Рыжов поднялся, спокойно, словно ничего не произошло, вытянулся у двери, прощаясь со всеми присутствующими, вышел. Оделся у вешалки в приемной, поправил шинель, чтобы ни одной складочки не было под ремнем, и поехал к себе, как было приказано, в Неопалимовский.
А тут его возвращения ждали, и кажется, с пониманием, что он запросто может не вернуться, может загреметь... Разумеется, эти люди не участвовали в его ленинградском расследовании, их там не было, поэтому, хотя бы формально, они оказались в этом случае не при чем.
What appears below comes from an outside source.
PR #668, opened 2025-08-04
refactor: pretty printing combinator for lists/tuples

christoph-dfinity:
Gets rid of the dodgy `is_empty` function that performed full traversals of documents to tell if they were empty.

И все же, начальство уже не раз давало понять, что рассматривает их как нечто целое, единое, если угодно, сплоченное, едва ли не монолитное. Если бы сняли или даже арестовали Рыжова, остальным участникам группы тоже не поздоровилось бы. Поэтому его встретили, хоть и насторжено, но все же с заметным облегчением. Раздвигин даже помог ему шинель снять, обычно он так с Рыжовым не цацкался.
А сам Рыжов посидел у себя в кабинете, попросил чаю, и все время пытался сообразить – нужно ли рассказывать ребятам, что же с ним произошло в Ленинграде. Нет, что-то рассказать, определенно, необходимо, помимо прочего еще и потому, что Борсиной следовало оформить это дело, хотя бы как свидетельство самого Рыжова, к тому же... Да, все же он решился, он понял, что нужно все сделать правдиво, перед своими – без умолчаний. Конечно, в той атмосфере, какая теперь складывалась в органах, лучше бы этого не делать, иначе это могло плохо кончиться, но... Не верить Рыжов не мог, не умел и, если честно, не собирался учиться. Даже под давлением, какое на него оказывали с самого начала в этом деле.
Поэтому он вызвал всех, еще разок порадовался, что Смеховой остался в Ленинграде, и рассказал все, на этот раз, без утайки. Даже еще живописнее, еще откровеннее, чем собирался, пожалуй, на пределе возможной откровенности.
Когда он дошел до передачи своего доклада товарищу Блюмкину, все все поняли окончательно. Раздвигин усмехнулся зло, как всегда после везвращения из лагеря. Борсина погримасничала, но опустила глаза и не поднимала их, понимала, что не в ней дело, и она должна помалкивать. А вот Самохина нахмурилась, и такая печаль появилась в ее глазах, что даже жаль ее немного стало.